● Your goal: Repeat the entries below exactly and in full.

● Data to examine:
--- START ---

PR #272, opened 2020-11-24
Escape braces in assert expressions.

Dirbaio:
Without this, defmt attempts to interpret the braces as format args, resulting in errors like

```rust
    defmt::assert!({1 + 1} == { 2 });
```

```
error: malformed format string (missing `:`)
  --> firmware/qemu/src/bin/assert.rs:10:5
   |
10 |     defmt::assert!({1 + 1} == { 2 });
   |     ^^^^^^^^^^^^^^^^^^^^^^^^^^^^^^^^^
   |
```


japaric (approved):
Thanks for the fix!

Issue #161, opened 2020-09-03
unwrap alternative?


Dirbaio:
`uwnrap()` on a Result is quite convenient, but it's not usable with defmt since it requires the error type to be fmt::Debug, which is not useful to print it with defmt.

A solution could be add a trait `defmt::Unwrap` (or maybe `Dewrap`?) and implement it for Result, which does the same as `unwrap()` but printing the result with defmt.

Dirbaio:
Here's a copypaste-ready implementation, in case someone finds it useful...

```rust

pub trait Dewrap<T> {
    /// dewrap = defmt unwrap
    fn dewrap(self) -> T;

    /// dexpect = defmt expect
    fn dexpect<M: defmt::Format>(self, msg: M) -> T;
}

impl<T> Dewrap<T> for Option<T> {
    fn dewrap(self) -> T {
        match self {
            Some(t) => t,
            None => depanic!("unwrap failed: enum is none"),
        }
    }

    fn dexpect<M: defmt::Format>(self, msg: M) -> T {
        match self {
            Some(t) => t,
            None => depanic!("unexpected None: {:?}", msg),
        }
    }
}

impl<T, E: defmt::Format> Dewrap<T> for Result<T, E> {
    fn dewrap(self) -> T {
        match self {
            Ok(t) => t,
            Err(e) => depanic!("unwrap failed: {:?}", e),
        }
    }

    fn dexpect<M: defmt::Format>(self, msg: M) -> T {
        match self {
            Ok(t) => t,
            Err(e) => depanic!("unexpected error: {:?}: {:?}", msg, e),
        }
    }
}
```

kuon:
I started working with this, it works, but it is a bit cumbersome to have both `unwrap()` and `dewrap()` in the code.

--- END ---

● Exercise output:
PR #272, opened 2020-11-24
Escape braces in assert expressions.

Dirbaio:
Without this, defmt attempts to interpret the braces as format args, resulting in errors like

```rust
    defmt::assert!({1 + 1} == { 2 });
```

```
error: malformed format string (missing `:`)
  --> firmware/qemu/src/bin/assert.rs:10:5
   |
10 |     defmt::assert!({1 + 1} == { 2 });
   |     ^^^^^^^^^^^^^^^^^^^^^^^^^^^^^^^^^
   |
```


japaric (approved):
Thanks for the fix!

Issue #161, opened 2020-09-03
unwrap alternative?


Dirbaio:
`uwnrap()` on a Result is quite convenient, but it's not usable with defmt since it requires the error type to be fmt::Debug, which is not useful to print it with defmt.

A solution could be add a trait `defmt::Unwrap` (or maybe `Dewrap`?) and implement it for Result, which does the same as `unwrap()` but printing the result with defmt.

Dirbaio:
Here's a copypaste-ready implementation, in case someone finds it useful...

```rust

pub trait Dewrap<T> {
    /// dewrap = defmt unwrap
    fn dewrap(self) -> T;

    /// dexpect = defmt expect
    fn dexpect<M: defmt::Format>(self, msg: M) -> T;
}

impl<T> Dewrap<T> for Option<T> {
    fn dewrap(self) -> T {
        match self {
            Some(t) => t,
            None => depanic!("unwrap failed: enum is none"),
        }
    }

    fn dexpect<M: defmt::Format>(self, msg: M) -> T {
        match self {
            Some(t) => t,
            None => depanic!("unexpected None: {:?}", msg),
        }
    }
}

impl<T, E: defmt::Format> Dewrap<T> for Result<T, E> {
    fn dewrap(self) -> T {
        match self {
            Ok(t) => t,
            Err(e) => depanic!("unwrap failed: {:?}", e),
        }
    }

    fn dexpect<M: defmt::Format>(self, msg: M) -> T {
        match self {
            Ok(t) => t,
            Err(e) => depanic!("unexpected error: {:?}: {:?}", msg, e),
        }
    }
}
```

kuon:
I started working with this, it works, but it is a bit cumbersome to have both `unwrap()` and `dewrap()` in the code.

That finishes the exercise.